# Morso 2b standard or a Jotul 602



## Angus (Aug 4, 2008)

I m writing to ask if anyone out there has used a Morso 2b standard stove?
I currently use a Jotul F118 CB, the black bear and we are delighted with it, the fire was never out last winter from October to April (apart from brief periods about once every 5 weeks to empty the ash).
Due to the price of oil we wish to put in another stove as we have an abundance of wood and will no longer use oil.
We are not sure if we should get a Jotul 602 or a Morso 2b standard.
Has anyone any wiews on which would be the better stove, if any.
I know Jotuls are excellant stoves and I m a Jotul man but my wife likes the Morso and you know wives, they are always right.
regards,
Angus


----------



## webbie (Aug 4, 2008)

I used a 2B years ago, but it was not the EPA model. It did take a longer 20" log than the Jotul. Both good stoves...

My wife likes the squirrels on the side too!


----------



## Angus (Aug 6, 2008)

Thanks for the reply.
2 b or not 2 b, that is the question.
Hehehe..... my wife likes the squirrels on the side, thats why she loves the Morso.
The 2b looks like a fine stove, but the local dealer has a 602 Jotul with a high top, quite a rare thing to get a new high top as they dont make them anymore.
 I had a Morso 3440, it was a beatifully made stove and very clean burning, but I thought it had a design fault, as it pulled up air from the back, over the top and down the glass to pre heat it and so burn cleaner, all fine in an ideal world, but it would pull the air in hard (like us breathing thru a straw) and so the fire was either burning too aggressively or the flame would go out, with the risk of an explosion of unburnt gasses when the door was opened,  it was a fine line to get it right. I sold the stove and this kinda put me off Morsos, tho I m sure the 2B has a more practical sensible design. The Jotuls I ve used have alsways been very easy to use and of a simple and practical design and will keep embers going overnight for an easy start in the morning.


----------



## begreen (Aug 6, 2008)

It seems really a question of the size of the stove required/desired, nothing squirrelly about it. If smaller, go for the F602CB. It's a good little heater. My neighbors down the street are heating their 800 sq ft home with one. If you need bigger, go for the 2b.


----------



## maker (Dec 28, 2010)

I bought a Morso 2B Standard in 2010 and I do not recommend this stove. The looks are nice and seems solid built, but the problem is in the interior stone. The interior stones are much thinner (about half the thickness) of other stoves. The stones are one piece and proprietary so if they break you need to order a new one from morso. The bottom stone in my 2b broke during transportation and morso hesitated to cover it under warranty because they said that it was caused during transportation. Morso says that it has 10 year warranty but what kind of inferior product it can be where a stone breaks during transportation. Would you believe that a stone will break while in a car and small bumps the car would break the stone. This pretty much concludes that "no more morso" - never buy a morso again.
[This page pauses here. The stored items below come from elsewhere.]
PR #229, opened 2023-04-04
[FLINK-31255] OperatorUtils#createWrappedOperatorConfig should update input and sideOutput serializers

jiangxin369:

Wraps the operator config about serializer.

## Brief change log

*(for example:)*
  - Wraps the operator config about serializer.

## Documentation


jiangxin369:
@zhipeng93  Could you help review this PR? And I have no idea why the workflow needs additional approval to run in this PR, could you help approve the workflow running?

flink-ml-iteration/src/main/java/org/apache/flink/iteration/operator/OperatorUtils.java
```diff
@@ -104,6 +107,33 @@ public static StreamConfig createWrappedOperatorConfig(
             }
         }
 
+        StreamConfig.InputConfig[] inputs = wrapperConfig.getInputs(cl);
+        for (int i = 0; i < inputs.length; ++i) {
+            if (inputs[i] instanceof NetworkInputConfig) {
+                TypeSerializer<?> typeSerializerIn =
+                        ((NetworkInputConfig) inputs[i]).getTypeSerializer();
+                if (typeSerializerIn instanceof IterationRecordSerializer) {
```
zhipeng93, line 115: It seems that `typeSerializerIn` and `typeSerializerOut` should always be `IterationRecordSerializer` for wrapped iteration operators if they are not null.

Is there any case that this condition does not hold?

flink-ml-iteration/src/main/java/org/apache/flink/iteration/operator/OperatorUtils.java
```diff
@@ -104,6 +107,33 @@ public static StreamConfig createWrappedOperatorConfig(
...
+
+        TypeSerializer<?> typeSerializerOut = wrapperConfig.getTypeSerializerOut(cl);
+        if (typeSerializerOut instanceof IterationRecordSerializer) {
+            wrappedConfig.setTypeSerializerOut(
+                    ((IterationRecordSerializer<?>) typeSerializerOut).getInnerSerializer());
+        }
+
+        TypeSerializer<?> stateKeySerializer = wrapperConfig.getStateKeySerializer(cl);
+        if (stateKeySerializer instanceof IterationRecordSerializer) {
+            wrappedConfig.setTypeSerializerOut(
```
zhipeng93, line 133: It should be `wrappedConfig.setStateKeySerializer(...)` here.

zhipeng93 (commented):
Thanks for the fix. Left two comments below. Please take a look.

flink-ml-iteration/src/main/java/org/apache/flink/iteration/operator/OperatorUtils.java
jiangxin369: Yes, you're right. I removed the  `if ... instanceOf ...` check. And seems that we did not modify the `StateKeySerializer` at all, so I also removed this part.

jiangxin369:
@zhipeng93 Thanks for the review, I've updated the PR.

zhipeng93:
The update LGTM except the unresolved one. @lindong28 Would you like to take  a look?

flink-ml-iteration/src/main/java/org/apache/flink/iteration/operator/OperatorUtils.java
jiangxin369: Yes, the `typeSerializerIn` and `typeSerializerOut` should be `IterationRecordSerializer` in the current usage. But since we are providing a public utility method, I think we'd better check if the `serializer`s are not null and an instance of `IterationRecordSerializer`.

flink-ml-iteration/src/test/java/org/apache/flink/iteration/operator/OperatorUtilsTest.java
```diff
@@ -0,0 +1,141 @@
...
+                    SingleOutputStreamOperator transformed =
+                            variable.transform(
+                                    "side-output",
+                                    Types.INT,
+                                    new MockSideOutputOperator<>(outputTag));
+                    return new IterationBodyResult(
+                            DataStreamList.of(variable),
+                            DataStreamList.of(transformed.getSideOutput(outputTag)));
+                });
+        env.execute();
```
lindong28, line 96: Can we additionally check the value of the output?

Since the test actually starts a job in mini-cluster, would it be simpler to add the test to an test class in flink-ml-tests?

lindong28 (commented):

flink-ml-iteration/src/test/java/org/apache/flink/iteration/operator/OperatorUtilsTest.java
jiangxin369: I added the check of the value of the output.

flink-ml-iteration/src/main/java/org/apache/flink/iteration/operator/OperatorUtils.java
```diff
@@ -104,6 +110,50 @@ public static StreamConfig createWrappedOperatorConfig(
             }
         }
 
+        StreamConfig.InputConfig[] inputs = wrapperConfig.getInputs(cl);
```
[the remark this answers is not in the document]
jiangxin369: It's a good idea to rename `wrapperConfig` to `config`, but I don't think it matters to use `wrapperConfig` or `wrappedConfig`. Because the `wrappedConfig` is just a clone from `wrapperConfig` and we are getting the new configurations from the `wrapperConfig` and set to the `wrappedConfig`, just like the above code,
```
KeySelector keySelector = config.getStatePartitioner(i, cl);
            if (keySelector != null) {
                checkState(
                        keySelector instanceof ProxyKeySelector,
                        "The state partitioner for the wrapper operator should always be ProxyKeySelector, but it is "
                                + keySelector);
                wrappedConfig.setStatePartitioner(
                        i, ((ProxyKeySelector) keySelector).getWrappedKeySelector());
            }
```

jiangxin369:
@lindong28 Thanks for the review. I updated the PR, could you have another look?

flink-ml-iteration/src/test/java/org/apache/flink/iteration/operator/OperatorUtilsTest.java
lindong28: `BroadcastOutputTest.java` uses `BroadcastOutput` directly and `OperatorEpochWatermarkTrackerFactoryTest.java` uses `OperatorEpochWatermarkTracker` directly. But `OperatorUtilsTest` does not use `OperatorUtilsTest` directly. Thus it seems better to move this test to e.g. `UnboundedStreamIterationITCase`.

flink-ml-tests/src/test/java/org/apache/flink/test/iteration/UnboundedStreamIterationITCase.java
```diff
@@ -152,6 +160,39 @@ public void testVariableAndConstantBoundedIteration() throws Exception {
         assertEquals(OutputRecord.Event.TERMINATED, result.get().take().getEvent());
     }
 
+    @Test
+    public void testUnwrapOperatorConfig() throws Exception {
```
lindong28, line 164: Can we name this test based on the key property of the API used by this test?

For example, if the key property here is the use of SideOutput, maybe name it as `testBoundedIterationWithSideoutput`.

lindong28 (commented):
Thanks for the update. Left one minor comment.

lindong28:
Thanks for the update. LGTM.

Morso products look nice, but they need extensive care, even during transportation and installation. The breaking of the stone is very common. Another problem is the glove which morso provide with the stove. I used that glove a few times and one day I found out that the inside of the glove is completely burned out. So, morso also make bad gloves not just bad stoves.

I am not trying to generalize about morso, but I looked at a few morso stoves (in comparison to other well built stoves) and all of them have this thin stones which cracks and breaks. You will be spending money buying new stones if you buy morso stove. My suggestion is to buy a stove that have thick and heavy stones like you see in vermont castings stoves. Breaking those stones is out of question, they wont even break if falling from your hand. I had the intention to buy the vermont castings stove, but it was 250lb compared to 150lb 2b standard. Now I understood that those difference came from the weight of the stones. I should have purchased vermont castings stove.
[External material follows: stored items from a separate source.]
PR #234, opened 2023-04-23
[FLINK-31887] Upgrade Flink version of Flink ML to 1.16.1

jiangxin369:

Upgrade Flink version of Flink ML to 1.16.1

## Brief change log

Upgrade Flink version of Flink ML to 1.16.1. The main changes made for compatibility are as below.
  - 1.16 adds a field `createdKVStates` in KeyedStateBackend to store states, which should be cleared in PerRound Iteration. Otherwise the tests like `PerRoundOperatorStateTest#testStateIsolationWithHashMapKeyedStateBackend` would fail.
  - 1.16 removes the `getNonChainedOutputs` API from `StreamConfig` which is used during creating wrapped operator configs.
  - `KeyedStateFactory#createInternalState` interface changed to `KeyedStateFactory#createOrUpdateInternalState`.
  - 1.16 modifies some interfaces of `OperatorCoordinator`, we have to re-implement `HeadOperatorCoordinator`.
  - The `setXXX` functions in `StreamConfig` are changed to lazy, we need to trigger the serialization eagerly during creating wrapped operator configs.
  - 1.16 doesn't support `table.as("colA, colB")` to rename multiple columns anymore, we must use `table.as("colA", "colB")`
  - `AbstractTestBase` doesn't extend `TestBaseUtils` anymore, some tests are affected.

## Documentation


jiangxin369:
@lindong28 Could you have a look at this PR?

flink-ml-iteration/src/test/java/org/apache/flink/iteration/operator/HeadOperatorTest.java
```diff
@@ -318,6 +322,10 @@ public void testPostponeGloballyAlignedEventsAfterSnapshot() throws Exception {
                                                     OperatorUtils.getUniqueSenderId(operatorId, 0)),
                                             0)),
                             new ArrayList<>(harness.getOutput()));
+                    // TODO There might be a potential bug makes the testing hang, which could be
```
lindong28, line 325: The root cause is that `RecordingHeadOperatorFactory.latestHeadOperator` is not properly closed. The issue can be fixed by having the following code in `HeadOperatorTest#createHarnessAndRun`:

```
try {
    return runnable.apply(harness);
} finally {
    RecordingHeadOperatorFactory.latestHeadOperator.close();
}
```

flink-ml-iteration/src/main/java/org/apache/flink/iteration/operator/OperatorUtils.java
```diff
@@ -136,31 +135,20 @@ public static StreamConfig createWrappedOperatorConfig(StreamConfig config, Clas
...
-                                                                outputTag.getTypeInfo())
-                                                        .getInnerTypeInfo()),
-                                        ((IterationRecordSerializer) typeSerializerSideOut)
-                                                .getInnerSerializer());
-                            }
+                        chainedOutput -> {
+                            OutputTag<?> outputTag = chainedOutput.getOutputTag();
+                            setTypeSerializerSideOut(outputTag, config, wrappedConfig, cl);
+                        });
+        config.getOperatorNonChainedOutputs(cl)
```
lindong28, line 144: Would it be simpler to keep the previous style and do something like this:

```
Stream.concat(
        config.getChainedOutputs(cl).stream(),
        config.getOperatorNonChainedOutputs(cl).stream())
        .forEach(
                output -> {
                    OutputTag<?> outputTag = output.getOutputTag();
                    setTypeSerializerSideOut(outputTag, config, wrappedConfig, cl);
                }
        );
```

lindong28 (commented):
Thanks for the PR. LGTM overall. Left some comments below.

flink-ml-iteration/src/main/java/org/apache/flink/iteration/operator/OperatorUtils.java
jiangxin369: The reason why I separate these two parts is `config.getChainedOutputs(cl)` returns `List<StreamEdge>` while `config.getOperatorNonChainedOutputs(cl)` returns `List<NonChainedOutput>`, they are of different types and are not suitable to iterate in the same loop.

jiangxin369:
@lindong28 Could you have another look?

lindong28:
Thanks for the update. LGTM.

Morso 10 year warranty is a sham. I spent $900 on the Morso 2b standard only to find out that I had to replace the bottom stone. I didn't replace it, I simply patched them with concrete from home depot, which is working fine now. Why go back to morso again and find out that they mailed a bottom stone again broken during transportation. Also, I do not believe in Morso's questionable 10 year warranty - I think morso stoves comes with NO WARRANTY.
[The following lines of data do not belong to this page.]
PR #235, opened 2023-04-24
[FLINK-31899] Upgrade Flink version of Flink ML to 1.17.0

jiangxin369:

Upgrade Flink version of Flink ML to 1.17.0.

## Brief change log

Upgrade Flink version of Flink ML to 1.17.0. The main changes about compatibility are sd below.
  - 1.17 introduces `CountingOutput` which is used to update metrics, we need to adapt to it.
  - 1.17 upgrades the version of Py4j to 0.10.9.7, which introduces a [bug](https://github.com/py4j/py4j/issues/506), we have to change the way to call Java methods in Python temporarily.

If you are planning to use a wood stove for many years trouble free, it is not going to be a morso stove.


----------



## precaud (Dec 28, 2010)

If you bought the stove new, then the cracked bottom brick is between the dealer and either Morso or the freight company. Did you talk to your dealer?

The vermiculite insulation in the 2B is custom-shaped, as you say, but it actually quite thick.

I have to agree with you on Morso's warranty. 10 years sounds good on paper. But it excludes every component in the flame path. Pretty useless.


----------



## wendell (Dec 28, 2010)

Since old threads do get found after time, I need to say that i have found the quality of Morso stoves is excellent, in fact the best of the 4 stoves I have owned. And, in my calls to their US office, I have been treated wonderfully.


----------



## Morso1bo (Mar 12, 2011)

I have had wonderful luck with my 2008 Morso 2B standard.  After doing lots of research and visiting both the Morso and the Jotul 602,  the Morso felt just like a better built stove.  The feel of the latch, and the deeper ash lip (keeping coals from spilling on to hearth) all were much more substantial than the 602.  The Morso is also rated for 1000 square feet while the 602 is only for 800, and takes longer logs.  I know they are both good stoves, but I am glad I chose the Morso.


----------



## Lynch (Mar 13, 2011)

i havent used either stove but i do like the looks of the j better...plus the cook top on the 602.
but the fact that the 2B takes longer lengths is a big plus in my book.
just get s sheet of paper and come up with all the plus's and minus's of each stove and see where that takes you.
tough choice i know. took me a long time to pick my stove and still hoping it will be a good one. ( haven installed the new jotul in the house yet)


----------